_Work item:_ Copy, exactly and without additions, every line in the records below from the one holding "things somewhat unified)." through the one holding "shared memory with?", both ends included.
Dataset content: Begin
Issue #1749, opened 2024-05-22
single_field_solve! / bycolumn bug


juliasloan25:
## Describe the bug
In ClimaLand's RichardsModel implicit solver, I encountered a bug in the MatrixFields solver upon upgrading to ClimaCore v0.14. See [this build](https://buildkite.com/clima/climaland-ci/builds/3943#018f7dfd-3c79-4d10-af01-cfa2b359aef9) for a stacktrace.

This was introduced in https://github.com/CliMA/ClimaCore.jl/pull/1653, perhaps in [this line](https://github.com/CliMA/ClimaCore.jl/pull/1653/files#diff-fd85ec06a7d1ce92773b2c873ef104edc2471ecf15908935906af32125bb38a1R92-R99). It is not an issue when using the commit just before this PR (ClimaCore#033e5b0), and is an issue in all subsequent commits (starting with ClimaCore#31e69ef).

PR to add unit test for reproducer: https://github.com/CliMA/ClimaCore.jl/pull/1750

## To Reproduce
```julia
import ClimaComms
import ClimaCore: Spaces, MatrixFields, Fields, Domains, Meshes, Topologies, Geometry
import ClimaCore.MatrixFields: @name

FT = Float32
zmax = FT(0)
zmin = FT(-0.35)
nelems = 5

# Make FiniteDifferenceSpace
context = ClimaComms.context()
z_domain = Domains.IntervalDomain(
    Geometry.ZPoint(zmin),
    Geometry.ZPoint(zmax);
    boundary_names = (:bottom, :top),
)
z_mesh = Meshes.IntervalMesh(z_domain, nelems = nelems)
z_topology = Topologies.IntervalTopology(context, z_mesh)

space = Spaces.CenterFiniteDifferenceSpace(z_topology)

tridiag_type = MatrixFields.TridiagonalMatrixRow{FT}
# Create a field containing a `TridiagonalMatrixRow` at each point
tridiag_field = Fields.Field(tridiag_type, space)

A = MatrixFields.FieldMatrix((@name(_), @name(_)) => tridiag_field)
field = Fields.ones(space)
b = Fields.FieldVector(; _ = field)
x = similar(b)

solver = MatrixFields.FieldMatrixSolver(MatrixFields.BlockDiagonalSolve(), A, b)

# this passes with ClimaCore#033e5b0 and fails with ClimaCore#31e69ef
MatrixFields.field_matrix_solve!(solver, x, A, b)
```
Dataset content: End
Dataset content: Begin
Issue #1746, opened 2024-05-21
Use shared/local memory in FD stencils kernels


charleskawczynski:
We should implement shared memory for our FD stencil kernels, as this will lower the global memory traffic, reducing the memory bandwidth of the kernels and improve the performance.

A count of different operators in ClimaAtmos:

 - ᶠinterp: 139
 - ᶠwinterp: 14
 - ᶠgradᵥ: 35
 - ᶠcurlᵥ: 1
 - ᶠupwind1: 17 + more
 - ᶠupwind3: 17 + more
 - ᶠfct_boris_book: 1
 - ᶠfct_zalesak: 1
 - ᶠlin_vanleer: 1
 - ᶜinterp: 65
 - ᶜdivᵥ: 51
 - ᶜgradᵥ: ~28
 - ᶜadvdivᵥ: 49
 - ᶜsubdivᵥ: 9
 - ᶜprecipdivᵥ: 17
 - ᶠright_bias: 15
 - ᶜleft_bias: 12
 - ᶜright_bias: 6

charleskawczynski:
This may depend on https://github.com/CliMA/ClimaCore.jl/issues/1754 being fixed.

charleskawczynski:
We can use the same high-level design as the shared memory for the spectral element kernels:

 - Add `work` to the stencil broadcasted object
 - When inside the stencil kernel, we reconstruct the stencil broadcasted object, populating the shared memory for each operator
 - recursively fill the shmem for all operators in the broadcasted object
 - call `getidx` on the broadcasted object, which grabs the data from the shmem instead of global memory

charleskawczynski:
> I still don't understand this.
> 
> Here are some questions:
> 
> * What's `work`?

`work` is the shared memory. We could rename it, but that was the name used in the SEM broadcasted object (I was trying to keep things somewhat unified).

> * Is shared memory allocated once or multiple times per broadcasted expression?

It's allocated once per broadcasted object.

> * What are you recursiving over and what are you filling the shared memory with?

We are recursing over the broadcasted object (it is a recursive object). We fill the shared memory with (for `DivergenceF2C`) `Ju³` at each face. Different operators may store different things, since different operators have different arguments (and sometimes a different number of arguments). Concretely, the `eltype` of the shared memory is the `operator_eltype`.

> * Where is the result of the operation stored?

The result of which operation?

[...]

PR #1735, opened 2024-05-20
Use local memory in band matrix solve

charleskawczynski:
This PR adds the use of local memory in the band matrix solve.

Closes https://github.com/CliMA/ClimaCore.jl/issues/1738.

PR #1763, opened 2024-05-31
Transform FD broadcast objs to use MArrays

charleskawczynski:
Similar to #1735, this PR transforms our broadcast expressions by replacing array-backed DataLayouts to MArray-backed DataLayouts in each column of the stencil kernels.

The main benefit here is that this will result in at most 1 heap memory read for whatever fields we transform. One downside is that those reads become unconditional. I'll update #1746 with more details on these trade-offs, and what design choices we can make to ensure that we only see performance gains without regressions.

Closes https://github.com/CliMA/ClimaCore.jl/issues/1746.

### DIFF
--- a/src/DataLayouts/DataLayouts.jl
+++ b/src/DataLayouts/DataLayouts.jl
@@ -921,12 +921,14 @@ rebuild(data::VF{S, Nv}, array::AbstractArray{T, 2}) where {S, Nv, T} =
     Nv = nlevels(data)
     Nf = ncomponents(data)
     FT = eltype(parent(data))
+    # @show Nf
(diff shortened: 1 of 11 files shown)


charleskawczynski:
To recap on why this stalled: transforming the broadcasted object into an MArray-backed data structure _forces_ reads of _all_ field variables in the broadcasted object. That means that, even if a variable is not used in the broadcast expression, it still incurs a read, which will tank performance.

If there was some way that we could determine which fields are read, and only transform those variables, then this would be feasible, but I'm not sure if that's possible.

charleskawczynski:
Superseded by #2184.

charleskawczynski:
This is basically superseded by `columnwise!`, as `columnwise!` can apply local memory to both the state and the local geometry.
Dataset content: End
_Answer:_
`work` is the shared memory. We could rename it, but that was the name used in the SEM broadcasted object (I was trying to keep things somewhat unified).

> * Is shared memory allocated once or multiple times per broadcasted expression?

It's allocated once per broadcasted object.

> * What are you recursiving over and what are you filling the shared memory with?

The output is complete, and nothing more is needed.